Articles | Volume 10, issue 10
Research article
24 Oct 2017
Research article |  | 24 Oct 2017

The importance of atmospheric correction for airborne hyperspectral remote sensing of shallow waters: application to depth estimation

Elena Castillo-López, Jose Antonio Dominguez, Raúl Pereda, Julio Manuel de Luis, Ruben Pérez, and Felipe Piña

Abstract. Accurate determination of water depth is indispensable in multiple aspects of civil engineering (dock construction, dikes, submarines outfalls, trench control, etc.). To determine the type of atmospheric correction most appropriate for the depth estimation, different accuracies are required. Accuracy in bathymetric information is highly dependent on the atmospheric correction made to the imagery. The reduction of effects such as glint and cross-track illumination in homogeneous shallow-water areas improves the results of the depth estimations. The aim of this work is to assess the best atmospheric correction method for the estimation of depth in shallow waters, considering that reflectance values cannot be greater than 1.5 % because otherwise the background would not be seen. This paper addresses the use of hyperspectral imagery to quantitative bathymetric mapping and explores one of the most common problems when attempting to extract depth information in conditions of variable water types and bottom reflectances.
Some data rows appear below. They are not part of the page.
PR #1245, opened 2025-01-22
Extract friendly user name for profile creation when authenticating using Clerk with a regular email address

pax-k:
```
creationProps: {
            name:
              this.clerkClient.user.fullName ||
              this.clerkClient.user.firstName ||
              this.clerkClient.user.username ||
              this.clerkClient.user.primaryEmailAddress?.emailAddress?.split(
                "@",
              )[0] ||
              this.clerkClient.user.id,
            other: {
              email: this.clerkClient.user.primaryEmailAddress?.emailAddress,
            },
          }
```

- friendly name extracted from `this.clerkClient.user.primaryEmailAddress?.emailAddress?.split("@")[0]`
- email passed to `creationProps`
- clear stored clerk credentials

### DIFF
--- a/packages/jazz-browser-auth-clerk/src/index.ts
+++ b/packages/jazz-browser-auth-clerk/src/index.ts
@@ -1,25 +1,8 @@
+import type { Clerk } from "@clerk/clerk-js";
 import { AgentSecret } from "cojson";
 import { Account, AuthMethod, AuthResult, Credentials, ID } from "jazz-tools";
 
 const localStorageKey = "jazz-clerk-auth";
-
-export type MinimalClerkClient = {
-  user:
-    | {
-        // eslint-disable-next-line @typescript-eslint/no-explicit-any
-        unsafeMetadata: Record<string, any>;
-        fullName: string | null;
-        username: string | null;
-        id: string;
-        update: (args: {
-          // eslint-disable-next-line @typescript-eslint/no-explicit-any
-          unsafeMetadata: Record<string, any>;
-        }) => Promise<unknown>;
-      }
-    | null
-    | undefined;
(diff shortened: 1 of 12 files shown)


packages/jazz-browser-auth-clerk/src/index.ts
```diff
@@ -1,26 +1,9 @@
+import type { Clerk } from "@clerk/clerk-js";
```
gdorsi: If we depend on the type this is not a devDependency but an actual dependency.

I guess the `MinimalClerkClient` type was inlined with the intention of avoiding that.

Could you revert the change and update the local type?

gdorsi (changes requested):

packages/jazz-browser-auth-clerk/src/index.ts
```diff
@@ -96,7 +79,11 @@ export class BrowserClerkAuth implements AuthMethod {
           creationProps: {
             name:
               this.clerkClient.user.fullName ||
+              this.clerkClient.user.firstName ||
               this.clerkClient.user.username ||
+              this.clerkClient.user.primaryEmailAddress?.emailAddress?.split(
+                "@",
+              )[0] ||
```
gdorsi, line 125: Could you cover this change with a test?

packages/jazz-browser-auth-clerk/src/index.ts
```diff
@@ -96,7 +79,11 @@ export class BrowserClerkAuth implements AuthMethod {
...
               this.clerkClient.user.id,
           },
```
trishalim, line 130: @pax-k While you're at it, can you please also store the emailAdress?

PR #1270, opened 2025-01-24
feat: improve the clerk integration

gdorsi:


aeplay (approved):
I think this is an OK approach! Thanks!

PR #394, opened 2020-02-05
Add access to upstreamfilterstate in WasmStateWrapper

gargnupur:
Add access to upstreamfilterstate in WasmStateWrapper 

Description: 
Risk Level:
Ref:  https://github.com/istio/istio/issues/20802
Testing: Tested E2E in istio/proxy
Docs Changes:
Release Notes:
[Optional Fixes #Issue]
[Optional Deprecated:]

### DIFF
--- a/source/common/tcp_proxy/tcp_proxy.cc
+++ b/source/common/tcp_proxy/tcp_proxy.cc
@@ -239,6 +239,12 @@ void Filter::initialize(Network::ReadFilterCallbacks& callbacks, bool set_connec
   getStreamInfo().setDownstreamLocalAddress(read_callbacks_->connection().localAddress());
   getStreamInfo().setDownstreamRemoteAddress(read_callbacks_->connection().remoteAddress());
   getStreamInfo().setDownstreamSslConnection(read_callbacks_->connection().ssl());
+  read_callbacks_->connection().streamInfo().setDownstreamLocalAddress(
+      read_callbacks_->connection().localAddress());
+  read_callbacks_->connection().streamInfo().setDownstreamRemoteAddress(
+      read_callbacks_->connection().remoteAddress());
+  read_callbacks_->connection().streamInfo().setDownstreamSslConnection(
+      read_callbacks_->connection().ssl());
 
   // Need to disable reads so that we don't write to an upstream that might fail
   // in onData(). This will get re-enabled when the upstream connection is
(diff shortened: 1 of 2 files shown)


source/extensions/common/wasm/context.cc
```diff
@@ -348,32 +348,29 @@ WasmResult serializeValue(Filters::Common::Expr::CelValue value, std::string* re
...
-          const WasmState& result = connection_filter_state_->getDataReadOnly<WasmState>(value);
-          return google::api::expr::runtime::CelValue::CreateBytes(&result.value());
-        }
-      } catch (const EnvoyException& e) {
-        return {};
-      }
-      return {};
     }
+
+    if (upstream_connection_filter_state_ &&
```
kyessenov: What was the outcome of the discussion for the fallback of the filter state to upstream connection filter state?

gargnupur: Don't think we discussed that...
https://github.com/envoyproxy/envoy/pull/9202/files PR added sustaining filterstate to downstream connection lifespan and then I added this https://github.com/envoyproxy/envoy/pull/9896 to share filterstate between upstream and downstream filters.
I see your point that we will suffer from the problem, what if upstream connection closes before downstream connection, then in that case upstream filterstate will be invalid. Is it possible for that to happen?

kyessenov: It's a shared_ptr so the state will outlive the upstream connection. But we should be careful to clear it in the wasm context eventually.

kyessenov: My question was about filter_state itself falling through to upstream connection filter state. E.g. make it try HTTP, downstream TCP, then upstream TCP.

gargnupur: No, didnt try to make filter_state itself fall through to upstream TCP

gargnupur: Talked offline.. will simplify in a different pr..

source/common/tcp_proxy/tcp_proxy.cc
```diff
@@ -239,6 +239,12 @@ void Filter::initialize(Network::ReadFilterCallbacks& callbacks, bool set_connec
   getStreamInfo().setDownstreamLocalAddress(read_callbacks_->connection().localAddress());
   getStreamInfo().setDownstreamRemoteAddress(read_callbacks_->connection().remoteAddress());
   getStreamInfo().setDownstreamSslConnection(read_callbacks_->connection().ssl());
+  read_callbacks_->connection().streamInfo().setDownstreamLocalAddress(
```
jplevyak: Is this being upstreamed?

gargnupur: I will after getting feedback from our team...

gargnupur: @jplevyak : John removed tcp proxy change her and added to envoy only first, will merge here after that... https://github.com/envoyproxy/envoy/pull/9949

Can you please help merge this PR?

PR #398, opened 2020-02-05
Add tests for multiple root_ids.

jplevyak:


api/wasm/cpp/proxy_wasm_api.h
```diff
@@ -431,6 +431,7 @@ using ContextFactory = std::function<std::unique_ptr<Context>(uint32_t id, RootC
 struct RegisterContextFactory {
   explicit RegisterContextFactory(ContextFactory context_factory,
                                   RootFactory root_factory = nullptr, StringView root_id = "");
+  explicit RegisterContextFactory(ContextFactory root_factory, StringView root_id);
```
PiotrSikora: `s/root_factory/context_factory/`

api/wasm/cpp/proxy_wasm_api.h
```diff
@@ -431,6 +431,7 @@ using ContextFactory = std::function<std::unique_ptr<Context>(uint32_t id, RootC
...
   explicit RegisterContextFactory(RootFactory root_factory, StringView root_id = "");
```
PiotrSikora: Those 3 variants together are extremely confusing. Why can't we pass `nullptr` to `context_factory` or `root_factory` when needed and always use the version with 3 parameters? They all seem to do the same.

api/wasm/cpp/proxy_wasm_api.h
jplevyak: Done.

api/wasm/cpp/proxy_wasm_api.h
jplevyak: Fixed it using a single constructor and two wrappers.  PTAL.

PR #384, opened 2020-01-28
wasm: API to add tags to active span from wasm filter

mohit-a21:
Signed-off-by: Mohit Agarwal <mohit@traceable.ai>

Description: This change adds an API, `activeSpanSetTag` which allows a filter to customize span info and help in adding tracing info.
Risk Level: Low
Testing: As part of the change, test cases have been added along the lines of test cases for existing APIs. Along with that manual testing has been done to verify the API.
Docs Changes: Docs have been updated regarding the API so added.
Fixes: #383

PR #351, opened 2019-12-19
stub out rust api wasm proxy callbacks

joshua-rutherford:
I'm looking to extend the Rust SDK but wanted to get these stubs in as I'm not sure the next time I'll be back here.  I am new to Rust so feeling my way out here a bit.  I've set up my tool chain to build with wasm-pack as the README.md was sparse on configuring the environment.  Is there some other tool chain recommended?

PR #399, opened 2020-02-06
Context support for Rust wasm filter SDK

Shikugawa:
Description: Context support for Rust wasm filter SDK. This is the only proposal implementation for SDK. So It may be required to discuss.
Risk Level: Low
Testing:
Docs Changes:
Release Notes:
[Optional Fixes #Issue]
[Optional Deprecated:]


api/wasm/rust/src/context.rs
```diff
@@ -0,0 +1,142 @@
...
+  fn on_create(&self);
+}
+
+pub trait RootContextFactory {
+  fn create(&self) -> Arc<Mutex<dyn RootContext + Sync + Send>>;
+}
+pub trait ContextFactory {
+  fn create(
+    &self,
+    _root_context: Arc<Mutex<dyn RootContext + Sync + Send>>,
```
yuval-k: i dont think you need Arc \ mutex here.
regular Rc without mutex should work, as IIRC VMs are instantiated per thread.
even if that wasn't the case i would still go for Arc but without mutex (similar to how envoy filters work today).

Shikugawa: It may be not required Mutex, but required Arc. Because we use only Rc, we can't guarantee the thread safety of static region variables and rustc can't pass them. It can pass with `thread_local!` macro. But we can't apply `thread_local!` and `lazy_static!` simultaneously.

So we should rewrite it to 
```
Arc<dyn RootContext + Sync + Send>
```

Shikugawa:
\restart

Shikugawa:
\retest

PiotrSikora:
Hi @Shikugawa, thanks writing this code and apologies for the delay!

However, please see: https://github.com/envoyproxy/envoy-wasm/pull/351#issuecomment-568057579 and https://github.com/envoyproxy/envoy-wasm/pull/384#issuecomment-580887721. I have a fairly more complete Rust SDK staged for publishing, but it's waiting for some approvals. Once it's out, I'm happy to incorporate changes from this PR. Sorry for the inconvenience!

Shikugawa:
@PiotrSikora Thanks. I'm developing Rust support not only context but also other functionalities. (e.g. pair marshaling/unmarshaling) I will add some functionality if there is missing that. I will help Rust SDK development!

PiotrSikora:
As you already noticed, the Rust SDK has been published at:
https://github.com/proxy-wasm/proxy-wasm-rust-sdk

Please feel free to reopen PRs there, thanks!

The current work assesses the accuracy of some classical bathymetric algorithms (Polcyn–Lyzenga, Philpot, Benny–Dawson, Hamilton, principal component analysis) when four different atmospheric correction methods are applied and water depth is derived. No atmospheric correction is valid for all type of coastal waters, but in heterogeneous shallow water the model of atmospheric correction 6S offers good results.

Short summary
This work is part of a project funded by the government of Spain, whose objective was to develop a methodology that would allow the grain size and heavy metals estimation in the sediments of the intertidal zone (Bay of Santander) and depth estimation in the subtidal area, using information (VNIR) captured by the hyperspectral sensor, CASI-2, a spectroradiometer ASD-FR (350–2500 nm) in field and laboratory and classical and robust statistic algorithms.